Esto es algo que señala muy bien Manuel Vilas, abriendo nuevos horizontes, en el prólogo a esta edición: “El Tercer Mundo, es decir, México, sólo nos regala miseria y promiscuidad. Bolaño celebró el Tercer Mundo inventando una danza literaria entre la pobreza y el sexo. Porque el sexo entre pobres es más sexo que entre ricos. La pobreza convierte el sexo en rabia, en la rabia más perturbadora del universo. No hay nada más preciso para definir a un yo poético que decir cuánto dinero gana y con quién fornica. No hay nada más impúdico, y a la vez tan necesario. Los poetas se convirtieron en «perros románticos»”.
Todas estas capas (dialógicas, coyunturales, experienciales), son formativas en la obra de Bolaño, y enaltecen e impulsan a su valiente proyecto, en sentido político.
Posiblemente, y más allá de lo que muchos lectores conocen a partir de su obra narrativa, como Los detectives salvajes (el movimiento infrarraelista, fundado en México junto a Mario Santiago, a partir del vagabundeo por Distrito Federal, y cuyo objetivo era volarle la tapa de los sesos a la cultura oficial), una gran parte de sus mejores poemas se encuentra en el apartado “Manifiestos y Posiciones” de La Universidad Desconocida. En poemas como “Horda” o “La poesía latinoamericana”, Bolaño hace claro su mensaje que además multiplica y actualiza el presente lírico de nuestro idioma: “los poetas de la lengua española, cuyo nombre es / Horda, los mejores, las ratas apestosas, duchas / En el duro arte de sobrevivir a cambio de excrementos, / De ejercicios públicos de terror, los Neruda / Y los Octavio Paz de bolsillo, los cerdos fríos, ábside / O rasguño en el Gran Edificio del Poder. / Horda que detenta el sueño del adolescente y la escritura”.
El presente volumen incluye La Universidad Desconocida, una extensa recopilación de su poesía, preparada durante décadas por el autor y que finalmente fue publicada de forma póstuma en 2007.
Esta sección lo podría ser todo, ya que incluye los poemas fechados desde 1978 hasta 1993, y abarca casi toda la extensión de este libro, y por tanto de su obra.
Allí encontramos sus experiencias iniciales, la relación triádica que atraviesa al poeta constantemente desde las ciudades de Barcelona, Ciudad de México y Santiago, y que representa esa situación de incomodidad irregular en su estadía en el mundo moderno; así como los apartados “Manifiestos y posiciones”, “Gente que se aleja” (deudor de la técnica narrativa de William Burroughs), “Iceberg” (una parodia a la poética de Raúl Zurita) y “Un final feliz” (nostalgias del México salvaje y formativo), entre otros.

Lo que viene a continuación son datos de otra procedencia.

PR #8828, opened 2025-04-30
Fix category sorting difference between mobile and web

larkox:
#### Summary
By default, we were settings the categories to sort order `recent` on mobile. The default should have been the empty string, which defaults to alphabetical order. That fixes the inconsistencies with web.

The data in the database is already "wrong", so in order to fix it, we would need to log out and log back in.

#### Ticket Link
Fix https://mattermost.atlassian.net/browse/MM-54396

#### Release Note
```release-note
Fix inconsistencies between web and mobile category sorting. (May require logging out and log back in to fix)
```

### DIFF
--- a/app/database/operator/server_data_operator/transformers/category.ts
+++ b/app/database/operator/server_data_operator/transformers/category.ts
@@ -32,7 +32,7 @@ export const transformCategoryRecord = ({action, database, value}: TransformerAr
     const fieldsMapper = (category: CategoryModel) => {
         category._raw.id = isCreateAction ? (raw?.id ?? category.id) : record!.id;
         category.displayName = raw.display_name;
-        category.sorting = raw.sorting || 'recent';
+        category.sorting = raw.sorting ?? '';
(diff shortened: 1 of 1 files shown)


enahum (approved):

Willyfrog (approved):

lindy65:
Hey @larkox - does your fix include DM/GMs? This is what I'm seeing on mobile vs browser for my DM/GMs - they don't match

MOBILE:
image

BROWSER:
image

larkox:
@lindy65 Looking at the screenshots, I feel the problem here is different. The original problem was about sorting, but the one I see in the screenshot is about missing DMs in the list. After looking a bit in the code, both issues seem unrelated. Does logging out and logging back in fix it? If not, please create a new ticket so we can look at that separately.

lindy65 (approved):
Thanks @larkox - you are correct, sorting is correct between mobile and web 👍 

I have created a [separate ticket](https://mattermost.atlassian.net/browse/MM-64187) for the missing DM/GM messages

PR #8846, opened 2025-05-08
Update transitive dependency prismjs

esarafianou:
#### Summary
Updates prismjs to address CVE-2024-53382. No version of `react-syntax-highlighter` and `refactor` had the non-vulnerable version so we had to install prismjs as a direct dependency and then override the version for  `react-syntax-highlighter` and `refactor` 

#### Ticket Link
N/A

#### Checklist

#### Device Information
N/A

#### Screenshots
N/A

#### Release Note
```release-note
NONE
```

### DIFF
--- a/package-lock.json
+++ b/package-lock.json
@@ -66,6 +66,7 @@
         "moment-timezone": "0.5.48",
         "node-html-parser": "7.0.1",
         "path-to-regexp": "8.2.0",
+        "prismjs": "1.30.0",
         "react": "18.3.1",
         "react-freeze": "1.0.4",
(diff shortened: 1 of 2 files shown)


package-lock.json
enahum, line 1: Shouldn't we update the version used on line 21082?

enahum (approved):

package-lock.json
esarafianou: It was mostly 21230 that we had to update because it was declaring ~1.27.0 and wouldn't pick 1.30.0 but I update it in both places.

PR #8852, opened 2025-05-13
use the actual url in the metadata if there is an image proxy being used

enahum:
#### Summary
For markdown Images, if there is a presence of an image proxy, the key did not match the url in the metadata.

#### Ticket Link
N/A

#### Checklist

#### Release Note
```release-note
NONE
```

### DIFF
--- a/app/utils/markdown/index.ts
+++ b/app/utils/markdown/index.ts
@@ -2,11 +2,13 @@
 // See LICENSE.txt for license information.
 
 import {Platform, type StyleProp, StyleSheet, type TextStyle} from 'react-native';
+import parseUrl from 'url-parse';
 
 import {getViewPortWidth} from '@utils/images';
 import {logError} from '@utils/log';
 import {changeOpacity, concatStyles, makeStyleSheetFromTheme} from '@utils/theme';
 import {typography} from '@utils/typography';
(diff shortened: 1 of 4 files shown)


larkox (approved):

app/utils/markdown/index.ts
```diff
@@ -363,3 +365,12 @@ export function convertSearchTermToRegex(term: string): SearchPattern {
         term,
     };
 }
+
+export const removeImageProxyForKey = (key: string) => {
+    const parseKey = parseUrl(key, true);
+    if (parseKey.query.url) {
```
Willyfrog, line 371: are we targeting a specific image proxy? if so then this is ok, if not we should probably go through the different query parameters and check.
E.g.: Imgproxy uses sourceurl, which would fail to retrieve it: https://docs.imgproxy.net/usage/processing#source-url

Willyfrog (commented):
added a question, code looks good but I'm not sure about the intent here. Happy to approve if we are targeting a specific proxy :)

enahum:
> added a question, code looks good but I'm not sure about the intent here. Happy to approve if we are targeting a specific proxy :)

This is about the two options available in the admin console

Willyfrog (approved):

PR #8853, opened 2025-05-14
Custom Emojis not updating on application

panoramix360:
#### Summary

This PR fixes the issue of not updating the custom emojis image when they are updated on the web application but didn't change it's name.

For example, if the user creates a custom emoji named `test` and then renders it on Mobile, after that the user goes and deletes this custom emoji and creates another one with the same name `test`, the image was not being updated on Mobile, it would keep using the image of the first one created, this PR fixes that.

### How does it fixes?

When the custom emojis are to be updated on the WatermelonDB, I just fetch for emojis with the same name as the ones to be created on the DB, and if it finds it, I delete this ones so it can be created again with a new id, since we use this property to render the images.

#### Ticket Link

https://github.com/mattermost/mattermost/issues/30711

#### Checklist

- [ ] Has UI changes

#### Device Information
This PR was tested on: 

## Android (API 33)

Custom Emoji created:
image

Deleted and created emoji with the same name but different image without restarting the app:
image

## iOS (18.4)

Custom Emoji created:
image

Deleted and created emoji with the same name but different image without restarting the app:
image

#### Release Note

```release-note
- Custom Emojis being updated with the new image once they are created with the same name on the web application.
```

### DIFF
--- a/app/database/operator/server_data_operator/handlers/index.ts
+++ b/app/database/operator/server_data_operator/handlers/index.ts
@@ -12,6 +12,7 @@ import {
     transformSystemRecord,
 } from '@database/operator/server_data_operator/transformers/general';
 import {getUniqueRawsBy} from '@database/operator/utils/general';
+import {queryCustomEmojisByName} from '@queries/servers/custom_emoji';
 import {logWarning} from '@utils/log';
 
 import {sanitizeReactions} from '../../utils/reaction';
@@ -53,11 +54,20 @@ export default class ServerDataOperatorBase extends BaseDataOperator {
             return [];
         }
 
+        const names = Array.from(new Set(emojis.map((e) => e.name)));
+
+        const locals = await queryCustomEmojisByName(this.database, names).fetch();
+
+        const deleteRawValues = locals.
+            filter((local) => !emojis.find((raw) => raw.id === local.id)).
+            map((local) => ({name: local.name}));
+
         return this.handleRecords({
             fieldName: 'name',
             transformer: transformCustomEmojiRecord,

Poesía reunida, además, incluye los poemas publicados por Bolaño en revistas, plaquettes y volúmenes colectivos, así como los poemas de Los perros románticos (1993) y Tres (2000) que no fueron incluidos por el autor en La Universidad Desconocida.

De la misma forma que el de su admirado poeta Nicanor Parra, el héroe de los poemas de Bolaño es la persona común, la gente de a pie. Sus poemas, que por momentos se mueven hacia lugares claros, muchas veces optan por la hermeticidad (“Luz que vi como una sola daga levitando en / El altar de los sacrificios del DF”) y ascienden con aires proféticos (“Nada quedará de nuestros corazones”).
Si bien el reconocimiento de su trabajo llegó hacia 1988, fue precisamente por su incursión en el género narrativo (Premio Herralde de novela por Los detectives salvajes) y no por sus avances en materia poética.
La vida de Bolaño, que aparece a lo largo de toda su poesía, se asemeja mucho a la de los verdaderos poetas que tanto él admiraba.
Paradójico o no, en los comienzos de su vida se vio obligado a realizar diversos trabajos eventuales, desde comerciante hasta vigilante nocturno: “Poesía que tal vez abogue por mi sombra en días venideros / cuando yo sólo sea un hombre y no el hombre que con / los bolsillos vacíos vagabundeó y trabajó en los mataderos / del viejo y del nuevo continente”.
Bolaño vivió una vida llena incomodidades económicas, y de la misma forma que sus admirados Lautréamont y Rimbaud, sufrió una muerte trágica, repentina.
Como tocado y quemado por primera y última vez, multiplicando todas las formas posibles de progreso, junto a los demonios que lo empujaron al infierno, “pero escribiendo”.

 

Poesía reunida, Roberto Bolaño. Alfaguara, Septiembre 2018, 664 p.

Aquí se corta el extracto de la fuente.